Each of the components of the computer (402) can communicate using a system bus (403). In some implementations, any or all of the components of the computer (402), both hardware or software (or a combination of hardware and software), may interface with each other or the interface (404) (or a combination of both) over the system bus (403) using an application programming interface (API) (412) or a service layer (413) (or a combination of the API (412) and service layer (413). The API (412) may include specifications for routines, data structures, and object classes. The API (412) may be either computer-language independent or dependent and refer to a complete interface, a single function, or even a set of APIs. The service layer (413) provides software services to the computer (402) or other components (whether or not illustrated) that are communicably coupled to the computer (402). The functionality of the computer (402) may be accessible for all service consumers using this service layer. Software services, such as those provided by the service layer (413), provide reusable, defined business functionalities through a defined interface. For example, the interface may be software written in JAVA, C++, or other suitable language providing data in extensible markup language (XML) format or other suitable format. While illustrated as an integrated component of the computer (402), alternative implementations may illustrate the API (412) or the service layer (413) as stand-alone components in relation to other components of the computer (402) or other components (whether or not illustrated) that are communicably coupled to the computer (402). Moreover, any or all parts of the API (412) or the service layer (413) may be implemented as child or sub-modules of another software module, enterprise application, or hardware module without departing from the scope of this disclosure.

The computer (402) includes an interface (404). Although illustrated as a single interface (404) in FIG. 4, two or more interfaces (404) may be used according to particular needs, desires, or particular implementations of the computer (402). The interface (404) is used by the computer (402) for communicating with other systems in a distributed environment that are connected to the network (430). Generally, the interface (404 includes logic encoded in software or hardware (or a combination of software and hardware) and operable to communicate with the network (430). More specifically, the interface (404) may include software supporting one or more communication protocols associated with communications such that the network (430) or interface's hardware is operable to communicate physical signals within and outside of the illustrated computer (402).

The computer (402) includes at least one computer processor (405). Although illustrated as a single computer processor (405) in FIG. 4, two or more processors may be used according to particular needs, desires, or particular implementations of the computer (402). Generally, the computer processor (405) executes instructions and manipulates data to perform the operations of the computer (402) and any algorithms, methods, functions, processes, flows, and procedures as described in the instant disclosure.
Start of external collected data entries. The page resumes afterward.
PR #54, opened 2017-07-11
Flush after sending where needed

david-eckardt-sociomantic:
- Flush after sending a control message because control messages need to be delivered with low latency. In swarm control messages are semt in suspendable requests. (Are there more places in swarm? I didn't find any.)
- In the neo test flush after sending a control or Get/Put message. The test does one Get/Put request at a time so without flushing it takes too long.


nemanja-boric-sociomantic:
> Flush after sending a control message because control messages need to be delivered with low latency. In swarm control messages are semt in suspendable requests. (Are there more places in swarm? I didn't find any.)

No, there are no more as far as I know.

PR #73, opened 2017-07-18
Enable TCP_KEEPALIVE after the connection with the remote party

nemanja-boric-sociomantic:
TCP_KEEPALIVE socket option should be set on the TCP connection
represented by socket, not on the socket that doesn't back any
connection. This enables it only after the connection has been made, not
in the constructor which doesn't need to have the connected socket.

### DIFF
--- a/src/swarm/neo/client/Connection.d
+++ b/src/swarm/neo/client/Connection.d
@@ -496,6 +496,7 @@ public final class Connection: ConnectionBase
                 this.client_socket, this.node_address, this.send_loop,
                 this.epoll, this.receiver, this.sender, this.protocol_error
             );
+            enableKeepAlive(this.client_socket.socket);
 
             debug ( SwarmConn )
                 Stdout.formatln("{}:{}: Connection.tryConnect() succeeded",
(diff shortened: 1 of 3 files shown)


src/swarm/neo/connection/ConnectionBase.d
```diff
@@ -972,26 +971,26 @@ abstract class ConnectionBase: ISelectClient
```
gavin-norman-sociomantic, line 972: Params

gavin-norman-sociomantic (commented):
Mini comment

src/swarm/neo/client/Connection.d
```diff
@@ -496,6 +496,7 @@ public final class Connection: ConnectionBase
                 this.client_socket, this.node_address, this.send_loop,
                 this.epoll, this.receiver, this.sender, this.protocol_error
             );
+            this.enableKeepAlive(this.client_socket.socket);
```
mathias-lang-sociomantic: It's quite misleading to use `this` for `static` functions though

src/swarm/neo/connection/ConnectionBase.d
nemanja-boric-sociomantic: Thanks. Will add it. The thing is we were not checking the return value of the setsock anyway.

nemanja-boric-sociomantic:
Updated with the suggestion from @mathias-lang-sociomantic and from @gavin-norman-sociomantic and also with the error checking inside the `enableKeepAlive`.

david-eckardt-sociomantic (approved):

PR #77, opened 2017-07-19
Fix bug with signal firing multiple times in RequestEventDispatcher

gavin-norman-sociomantic:
Each signal is only allowed to be handled by one registered
fiber, so we must only add each signal once to the list -- the
waiting fiber doesn't care how *often* the signal has fired.
(Otherwise, a signal can be popped from the list, the waiting
fiber resumed, then the signal popped again -- now there's no
fiber waiting for it.)


nemanja-boric-sociomantic (approved):

nemanja-boric-sociomantic (approved):

nemanja-boric-sociomantic:
Looks like GitHub allows double approvals.

PR #82, opened 2017-07-20
Test loading client auth name/key from a file

### LINKED ISSUE #76: Add test for reading client auth from a file
Combines #53 and #47.

gavin-norman-sociomantic:
Tests the constructor added in 00a171f48826c84a27093f1a2928b7b472cb3a3b.

Fixes #76.

### DIFF
--- a/test/client_auth/main.d
+++ b/test/client_auth/main.d
@@ -1,0 +1,62 @@
+/*******************************************************************************
+
+    Test for loading client auth name/key from a file.
+
+    Copyright:
+        Copyright (c) 2017 sociomantic labs GmbH. All rights reserved
+
+    License:
+        Boost Software License Version 1.0. See LICENSE_BOOST.txt for details.
+
+*******************************************************************************/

The computer (402) also includes a memory (406) that holds data for the computer (402) or other components (or a combination of both) that can be connected to the network (430). For example, memory (406) can be a database storing data consistent with this disclosure. Although illustrated as a single memory (406) in FIG. 4, two or more memories may be used according to particular needs, desires, or particular implementations of the computer (402) and the described functionality. While memory (406) is illustrated as an integral component of the computer (402), in alternative implementations, memory (406) can be external to the computer (402).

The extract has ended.